---------- Available records

PR #43, opened 2021-08-31
DM-31528: Add more log messages

arunkannawadi:
Scarlet can be silent for too long when deblending sources, making it look like the job is hung. This PR allows a user to request more frequent logging (at VERBOSE level) to monitor the progress.

### DIFF
--- a/python/lsst/meas/extensions/scarlet/scarletDeblendTask.py
+++ b/python/lsst/meas/extensions/scarlet/scarletDeblendTask.py
@@ -454,6 +454,11 @@ class ScarletDeblendConfig(pexConfig.Config):
         doc="Names of flags which should never be deblended."
     )
 
+    # Logging option(s)
+    loggingInterval = pexConfig.Field(
+        dtype=int, default=600,
+        doc="Interval (in seconds) to log messages (at VERBOSE level) while deblending sources."
+    )
     # Testing options
     # Some obs packages and ci packages run the full pipeline on a small
     # subset of data to test that the pipeline is functioning properly.
@@ -675,6 +680,7 @@ class ScarletDeblendTask(pipeBase.Task):
 
         filters = mExposure.filters
         self.log.info("Deblending %d sources in %d exposure bands", len(catalog), len(mExposure))
+        nextLogTime = time.time() + self.config.loggingInterval
 
         # Add the NOT_DEBLENDED mask to the mask plane in each band
         if self.config.notDeblendedMask:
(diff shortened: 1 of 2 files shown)


python/lsst/meas/extensions/scarlet/scarletDeblendTask.py
```diff
@@ -674,7 +679,8 @@ def deblend(self, mExposure, catalog):
             idFactory.notify(maxId)
 
         filters = mExposure.filters
-        self.log.info(f"Deblending {len(catalog)} sources in {len(mExposure)} exposure bands")
+        self.log.info("Deblending %d sources in %d exposure bands", len(catalog), len(mExposure))
+        logTime = time.time()
```
timj: maybe call this `lastLoggedTime`? (or see later comment about changing it to next time a log message is needed)

python/lsst/meas/extensions/scarlet/scarletDeblendTask.py
```diff
@@ -827,6 +833,10 @@ def deblend(self, mExposure, catalog):
                     catalog=catalog,
                     scarletSource=scarletSource,
                 )
+            # Log a message if it has been a while since the last log.
+            if (currentTime := time.time()) > logTime + self.config.loggingInterval:
```
timj: Rather than always comparing against `logTime + loggingInterval` every time, instead use `nextLogTime` instead of `lastLoggedTime` and calculate the next time at which you want to log and then simplify the if statement and only calculate the time with offset once you do log.

timj (approved):
Looks great. One minor comment about when the 600 seconds is added onto the time.

fred3m (approved):
This looks good to me. I never thought I would see the day when people thought that scarlet didn't have _enough_ logs. :)

I do wonder if this will completely fix the problem. Sometimes there can be _very_ large blends, for example there are some HSC patches where a single blend takes up almost the entire patch due to satellite trails (unless that has been fixed recently), so it is possible that those will still time out with this fix and we might need to put a similar heartbeat into scarlet itself.

python/lsst/meas/extensions/scarlet/scarletDeblendTask.py
arunkannawadi: That's an excellent suggestion! Adopted this now.

arunkannawadi:
Thanks Fred! Yes, it would be good to have a similar heartbeat log message in scarlet itself. This fix implicitly assumes that any single parent can be deblended on timescales that are much smaller than `loggingInterval`. Perhaps, scarlet could take in this parameter as an input argument from this task itself?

--------------------

Copy out the records above exactly.

PR #43, opened 2021-08-31
DM-31528: Add more log messages

arunkannawadi:
Scarlet can be silent for too long when deblending sources, making it look like the job is hung. This PR allows a user to request more frequent logging (at VERBOSE level) to monitor the progress.

### DIFF
--- a/python/lsst/meas/extensions/scarlet/scarletDeblendTask.py
+++ b/python/lsst/meas/extensions/scarlet/scarletDeblendTask.py
@@ -454,6 +454,11 @@ class ScarletDeblendConfig(pexConfig.Config):
         doc="Names of flags which should never be deblended."
     )
 
+    # Logging option(s)
+    loggingInterval = pexConfig.Field(
+        dtype=int, default=600,
+        doc="Interval (in seconds) to log messages (at VERBOSE level) while deblending sources."
+    )
     # Testing options
     # Some obs packages and ci packages run the full pipeline on a small
     # subset of data to test that the pipeline is functioning properly.
@@ -675,6 +680,7 @@ class ScarletDeblendTask(pipeBase.Task):
 
         filters = mExposure.filters
         self.log.info("Deblending %d sources in %d exposure bands", len(catalog), len(mExposure))
+        nextLogTime = time.time() + self.config.loggingInterval
 
         # Add the NOT_DEBLENDED mask to the mask plane in each band
         if self.config.notDeblendedMask:
(diff shortened: 1 of 2 files shown)


python/lsst/meas/extensions/scarlet/scarletDeblendTask.py
```diff
@@ -674,7 +679,8 @@ def deblend(self, mExposure, catalog):
             idFactory.notify(maxId)
 
         filters = mExposure.filters
-        self.log.info(f"Deblending {len(catalog)} sources in {len(mExposure)} exposure bands")
+        self.log.info("Deblending %d sources in %d exposure bands", len(catalog), len(mExposure))
+        logTime = time.time()
```
timj: maybe call this `lastLoggedTime`? (or see later comment about changing it to next time a log message is needed)

python/lsst/meas/extensions/scarlet/scarletDeblendTask.py
```diff
@@ -827,6 +833,10 @@ def deblend(self, mExposure, catalog):
                     catalog=catalog,
                     scarletSource=scarletSource,
                 )
+            # Log a message if it has been a while since the last log.
+            if (currentTime := time.time()) > logTime + self.config.loggingInterval:
```
timj: Rather than always comparing against `logTime + loggingInterval` every time, instead use `nextLogTime` instead of `lastLoggedTime` and calculate the next time at which you want to log and then simplify the if statement and only calculate the time with offset once you do log.

timj (approved):
Looks great. One minor comment about when the 600 seconds is added onto the time.

fred3m (approved):
This looks good to me. I never thought I would see the day when people thought that scarlet didn't have _enough_ logs. :)

I do wonder if this will completely fix the problem. Sometimes there can be _very_ large blends, for example there are some HSC patches where a single blend takes up almost the entire patch due to satellite trails (unless that has been fixed recently), so it is possible that those will still time out with this fix and we might need to put a similar heartbeat into scarlet itself.

python/lsst/meas/extensions/scarlet/scarletDeblendTask.py
arunkannawadi: That's an excellent suggestion! Adopted this now.

arunkannawadi:
Thanks Fred! Yes, it would be good to have a similar heartbeat log message in scarlet itself. This fix implicitly assumes that any single parent can be deblended on timescales that are much smaller than `loggingInterval`. Perhaps, scarlet could take in this parameter as an input argument from this task itself?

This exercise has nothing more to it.